**Aim of the exercise**
In the listing that follows, the range to quote begins at the line that has "we set Period" and ends after the line that has "3) kubefed contract"; quote it verbatim and add nothing.

**Records to use**

++++

PR #1476, opened 2021-11-12
Introduce cluster config malformed condition to KubeFedCluster

### LINKED ISSUE #1475: KubeFed controller stop working when there are KubeFedClusters with malformed configs whose previous status is ready
**What happened**:
We accidentally deleted a Secret of one KubeFedCluster which is ready previously. After that, we found that KubeFed controller stop working due to an informer sync check error `The number of target informers mismatch with given clusters`. This is because the KubeFedCluster with malformed config is still in **Ready** state but the controller cannot create a REST client for it.

KubeFedClusters with malformed config should turn into a non-ready condition in order not to block the whole controller.

Delete any ready KubeFedCluster's Secret then restart KubeFed controller.

/kind bug

zqzten:
Currently when a ready KubeFedCluster's config become malformed (e.g. by deleting its Secret or some other necessary fields), there's no way to change its status to not ready. This can lead to some misbehavior of KubeFed controller and can also confuse maintainers.

This PR introduce a `ConfigMalformed` condition to KubeFedCluster to correctly reflect the unready status of a KubeFedCluster with malformed configuration.
It also mark `ClientRetrievalFailed` as a recoverable error since it's recoverable when some KubeFedCluster's malformed Secret get fixed.

Fixes #1475

### DIFF
--- a/pkg/controller/kubefedcluster/controller.go
+++ b/pkg/controller/kubefedcluster/controller.go
@@ -175,7 +175,7 @@ func (cc *ClusterController) addToClusterSet(obj *fedv1b1.KubeFedCluster) {
 	cc.mu.Lock()
 	defer cc.mu.Unlock()
 	clusterData := cc.clusterDataMap[obj.Name]
-	if clusterData != nil && clusterData.clusterKubeClient != nil {
+	if clusterData != nil && clusterData.clusterKubeClient.kubeClient != nil {
 		return
 	}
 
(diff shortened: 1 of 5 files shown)


pkg/controller/kubefedcluster/controller.go
```diff
@@ -186,7 +186,6 @@ func (cc *ClusterController) addToClusterSet(obj *fedv1b1.KubeFedCluster) {
 	if err != nil || restClient == nil {
 		cc.RecordError(obj, "MalformedClusterConfig", errors.Wrap(err, "The configuration for this cluster may be malformed"))
 		klog.Errorf("The configuration for cluster %s may be malformed", obj.Name)
-		return
```
hectorj2f, line 189: question: pls, could you explain the reason to remove the return statement here ?

zqzten: The KubeFedCluster controller only does health check (and update status) for those in the `clusterDataMap`. Previously KubeFedClusters with malformed config never have a chance to be added in the `clusterDataMap` just because the `addToClusterSet` function return here, so I remove the return statement in order to let the `updateIndividualClusterStatus` func detect them (by checking whether its `clusterKubeClient` is nil) and update their statuses correctly.

zqzten:
/assign @hectorj2f
PTAL, thanks

zqzten:
friendly ping @hectorj2f for approval or further opinion

PR #1486, opened 2022-01-21
Enabled to specify namespace in FederatedTypeConfig.

ryutoyasugi:
I want to be able to specify a namespace with FederatedTypeConfig.
This is because the namespace is not given to FederatedTypeConfig even if the following command is executed.
```sh
$ helm template kubefed charts/kubefed --namespace kube-federation-system
```

### DIFF
--- a/charts/kubefed/templates/federatedtypeconfig.yaml
+++ b/charts/kubefed/templates/federatedtypeconfig.yaml
@@ -3,6 +3,7 @@ apiVersion: core.kubefed.io/v1beta1
 kind: FederatedTypeConfig
 metadata:
   name: clusterroles.rbac.authorization.k8s.io
+  namespace: {{ .Release.Namespace }}
 spec:
   federatedType:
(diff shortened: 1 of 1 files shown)


irfanurrehman:
@ryutoyasugi can you please explain your usage and the reason for this PR a bit more. Also can you please sign the CLA.

ryutoyasugi:
@irfanurrehman Sorry for the lack of explanation.
I want to apply Kubefed to private k8s cluster.
There are some restrictions on the private k8s cluster, so some modifications are needed when applying Kubefed.
So, I rendered the template with `helm template` command.
However, since FederatedTypeConfig does not have a namespace attached to it, I apply it without a namespace, it will apply in the default namespace.

ryutoyasugi:
I signed it

ryutoyasugi:
"I signed it"

makkes (approved):

PR #1497, opened 2022-03-09
fix: FailureThreshold and SuccessThreshold not take effect

### LINKED ISSUE #1496: clusterHealthCheckConfig FailureThreshold and SuccessThreshold not take effect
**What happened**:
about below struct
type ClusterHealthCheckConfig struct {
	Period           time.Duration
	FailureThreshold int64
	SuccessThreshold int64
	Timeout          time.Duration
}
we set Period 10s，FailureThreshold 100，SuccessThreshold 1，Timeout 60s。

but when kubefed check child k8s failed just only 1 time, the status of child k8s becomes notReady.
the status of child k8s in kubefed becomes notReady after kubefed checks child k8s failed 10 times continuously.

version informations:
1)kubefed version: lastest
2) k8s version: maybe all versions, we use 1.11
3) kubefed contract child k8s use domain(kubefed->dns->lvs->nginx->child k8s apiserver)

just down(use reboot) one lvs node

**Environment**:
- KubeFed version
- Others

/kind bug

FengXingYuXin:
cluster health check's threshold config not take effect. 
Fixes  #1496 

### DIFF
--- a/pkg/controller/kubefedcluster/controller_test.go
+++ b/pkg/controller/kubefedcluster/controller_test.go
@@ -52,39 +52,51 @@ func TestThresholdCheckedClusterStatus(t *testing.T) {
 	}{
 		"ClusterReadyAtBegining": {
 			clusterStatus:         clusterStatus(corev1.ConditionTrue, t1, t1),
-			storedClusterData:     &ClusterData{clusterStatus: nil, resultRun: 0},
+			storedClusterData:     &ClusterData{clusterStatus: nil, lastProbeStatus: nil, resultRun: 0},
 			expectedClusterStatus: clusterStatus(corev1.ConditionTrue, t1, t1),
 			expectedResultRun:     1,
 		},
 		"ClusterNotReadyAtBegining": {
 			clusterStatus:         clusterStatus(corev1.ConditionFalse, t1, t1),
-			storedClusterData:     &ClusterData{clusterStatus: nil, resultRun: 0},
+			storedClusterData:     &ClusterData{clusterStatus: nil, lastProbeStatus: nil, resultRun: 0},
 			expectedClusterStatus: clusterStatus(corev1.ConditionFalse, t1, t1),
+			expectedResultRun:     1,
+		},
+		"ClusterFirstProbeNotReady": {
+			clusterStatus: clusterStatus(corev1.ConditionFalse, t3, t3),
+			storedClusterData: &ClusterData{
+				clusterStatus:   clusterStatus(corev1.ConditionTrue, t2, t1),
+				lastProbeStatus: clusterStatus(corev1.ConditionTrue, t2, t1),
+				resultRun:       1000},
+			expectedClusterStatus: clusterStatus(corev1.ConditionTrue, t3, t1),
 			expectedResultRun:     1,
 		},
 		"ClusterNotReadyButWithinFailureThreshold": {
 			clusterStatus: clusterStatus(corev1.ConditionFalse, t3, t3),
 			storedClusterData: &ClusterData{
-				clusterStatus: clusterStatus(corev1.ConditionFalse, t2, t1),
-				resultRun:     1},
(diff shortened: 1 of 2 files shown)


RainbowMango:
cc @irfanurrehman @hectorj2f 
Could you please take a look?

irfanurrehman:
@FengXingYuXin Thanks for doing this. Will it be possible for you to add some kind of a test for this change?

irfanurrehman:
> @FengXingYuXin Thanks for doing this. Will it be possible for you to add some kind of a test for this change?

@FengXingYuXin nevermind, there are unit tests for this and they seem to fail with your change. Please take a look.

FengXingYuXin:
> > @FengXingYuXin Thanks for doing this. Will it be possible for you to add some kind of a test for this change?
> 
> @FengXingYuXin nevermind, there are unit tests for this and they seem to fail with your change. Please take a look.

@irfanurrehman  thanks for your reply and remind, and I have fix the ut cases, please check it in your own good time.

pkg/controller/kubefedcluster/controller_test.go
```diff
@@ -65,17 +65,17 @@ func TestThresholdCheckedClusterStatus(t *testing.T) {
 		"ClusterNotReadyButWithinFailureThreshold": {
 			clusterStatus: clusterStatus(corev1.ConditionFalse, t3, t3),
 			storedClusterData: &ClusterData{
-				clusterStatus: clusterStatus(corev1.ConditionTrue, t2, t1),
-				resultRun:     2},
-			expectedClusterStatus: clusterStatus(corev1.ConditionTrue, t3, t1),
-			expectedResultRun:     3,
+				clusterStatus: clusterStatus(corev1.ConditionFalse, t2, t1),
```
irfanurrehman, line 68: This is a valid test that you are changing. The test checks that the cluster is currently ready, but cluster status check is saying that there is a problem with the cluster. It additionally states that the check has happened two times before and this is the third time we are checking. The result is as expected with existing code and existing test. The cluster status should still remain `ready=true`.

With your code change this test is failing.

pkg/controller/kubefedcluster/controller_test.go
```diff
@@ -65,17 +65,17 @@ func TestThresholdCheckedClusterStatus(t *testing.T) {
...
+			expectedClusterStatus: clusterStatus(corev1.ConditionFalse, t3, t1),
+			expectedResultRun:     2,
 		},
 		"ClusterNotReadyAndCrossedFailureThreshold": {
 			clusterStatus: clusterStatus(corev1.ConditionFalse, t4, t4),
 			storedClusterData: &ClusterData{
 				clusterStatus: clusterStatus(corev1.ConditionTrue, t3, t1),
 				resultRun:     3},
-			expectedClusterStatus: clusterStatus(corev1.ConditionFalse, t4, t4),
+			expectedClusterStatus: clusterStatus(corev1.ConditionTrue, t4, t1),
```
irfanurrehman, line 78: Here also you are changing a valid test. Extending to previous test and it explaination above. When the check is done 4th time (with the failureThreshold as 3) The cluster state changes from `ready=true` to `ready=false`. Also the transition time is also updated to t4 because that is the time of the cluster state transition.

irfanurrehman (changes requested):
@FengXingYuXin can you please ensure that the existing tests pass, rather then changing their meaning. I think the existing tests are valid tests.
You can add new tests for the scenario you have mentioned in your bug.

pkg/controller/kubefedcluster/controller_test.go
FengXingYuXin: @irfanurrehman  thanks a lot for your detailed explanation and I think your suggestion is very good.

FengXingYuXin:
@irfanurrehman  about the moment of status translates, for example, if fail threshold is 3, as I understand it, if it's better for translating status from ready to notReady when probe failed status on the third time continuously, now the existing code translates status on the 4th time. If you agree with it, I can adjust it later.

PR #1501, opened 2022-04-08
feat: introduce Kubernetes version to status of KubeFedCluster

zqzten:
There're cases where higher level systems or administrators of KubeFed need to know the Kubernetes version of managed clusters. For example we are managing some clusters with a variety of Kubernetes version and need to use different API versions for some kind of objects (such as Ingress) as template for federated objects. This PR introduces Kubernetes version information to KubeFedCluster which would be helpful for those cases.

This PR also includes some other handy tweaks:
* record the wating for removal information as event to help user easily find out which clusters' objects are pending deleting without resorting to controller logs
*  utilize field constants in code


zqzten:
The golangci-lint in test is breaking on Go 1.18, maybe we should pin the test version to Go 1.16 according to the project Go version

makkes (commented):
In general I'd like to see this change being included in kubefed, thanks for coming up with it. Some questions/requests remain after reviewing the PR:

1. How and when are K8s upgrades reflected on the KubefedCluster object? I'd like to see this documented in [the user guide](docs/userguide.md) and maybe in a [KEP](docs/keps).
2. Please make sure to add tests for the new behaviour.

zqzten:
@makkes Thanks for the comment. I have added the required description in the cluster-registration part of user guide, this behavior is trivial so I think it doesn't deserve a full KEP for now. Test has been added with some other tweak and fix BTW, please take another look.

.github/workflows/build-and-test.yml
```diff
@@ -11,7 +11,7 @@ jobs:
 
       - uses: actions/setup-go@v2
         with:
-          go-version: '^1.16.6'
+          go-version: '~1.16'
```
makkes, line 14: not sure if we want the Go version to be a moving target. Is this necessary for any of the other changes in this PR to work?

/cc @hectorj2f

charts/kubefed/charts/controllermanager/crds/crds.yaml
```diff
@@ -457,6 +457,8 @@ spec:
     kind: KubeFedCluster
     listKind: KubeFedClusterList
     plural: kubefedclusters
+    shortNames:
+    - kfc
```
makkes, line 461: I'd prefer this PR to focus on the single goal of adding K8s version to the CRD's status.

cmd/controller-manager/app/leaderelection/leaderelection.go
```diff
@@ -36,8 +36,9 @@ import (
 
 func NewKubeFedLeaderElector(opts *options.Options, fnStartControllers func(*options.Options, <-chan struct{})) (*leaderelection.LeaderElector, error) {
 	const component = "kubefed-controller-manager"
-	restclient.AddUserAgent(opts.Config.KubeConfig, "kubefed-leader-election")
-	leaderElectionClient := kubeclient.NewForConfigOrDie(opts.Config.KubeConfig)
+	kubeConfig := restclient.CopyConfig(opts.Config.KubeConfig)
```
makkes, line 39: Why is it necessary to create a copy of this object?

pkg/controller/sync/controller.go
```diff
@@ -113,9 +114,10 @@ func newKubeFedSyncController(controllerConfig *util.ControllerConfig, typeConfi
 	federatedTypeAPIResource := typeConfig.GetFederatedType()
 	userAgent := fmt.Sprintf("%s-controller", strings.ToLower(federatedTypeAPIResource.Kind))
 
-	// Initialize non-dynamic clients first to avoid polluting config
-	client := genericclient.NewForConfigOrDieWithUserAgent(controllerConfig.KubeConfig, userAgent)
-	kubeClient := kubeclient.NewForConfigOrDie(controllerConfig.KubeConfig)
+	kubeConfig := restclient.CopyConfig(controllerConfig.KubeConfig)
```
makkes, line 117: same question as above: Why do we need to create the copy here?

makkes (commented):
some small adjustments, otherwise I'm fine with merging it.

.github/workflows/build-and-test.yml
zqzten: `^1.16.6` means `< 2.0`, `~1.16` means `< 1.17`, so actually I'm limiting the range rather then expand it. I made this change because the current latest Go 1.x release (1.18) is breaking the golangci-lint in test.

charts/kubefed/charts/controllermanager/crds/crds.yaml
zqzten: Just found the `kubefedcluster` is a little verbose in everyday use lol. I prefer to keep it but if you don't like it I can remove it or seperate to another PR, no big deal.

pkg/controller/sync/controller.go
zqzten: ditto

irfanurrehman:
@zqzten nice work and a set of welcome changes.. :-) Appreciate it.
/lgtm

PR #1506, opened 2022-05-25
Introduce standard controller runtime metrics

zqzten:
Controller runtime provides some [useful metrics for controllers](https://github.com/kubernetes-sigs/controller-runtime/blob/master/pkg/internal/controller/metrics/metrics.go). However, since KubeFed does not directly use controller runtime to build controllers (for some "federated" reasons), it lacks these standard metrics. This PR introduces these metrics to KubeFed and deprecates some old non-standard ones.


zqzten:
Friendly ping @irfanurrehman @jimmidyson for review

irfanurrehman:
/lgtm
/approve
Thanks @zqzten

++++

**Solution for this exercise**
we set Period 10s，FailureThreshold 100，SuccessThreshold 1，Timeout 60s。

but when kubefed check child k8s failed just only 1 time, the status of child k8s becomes notReady.
the status of child k8s in kubefed becomes notReady after kubefed checks child k8s failed 10 times continuously.

version informations:
1)kubefed version: lastest
2) k8s version: maybe all versions, we use 1.11
3) kubefed contract child k8s use domain(kubefed->dns->lvs->nginx->child k8s apiserver)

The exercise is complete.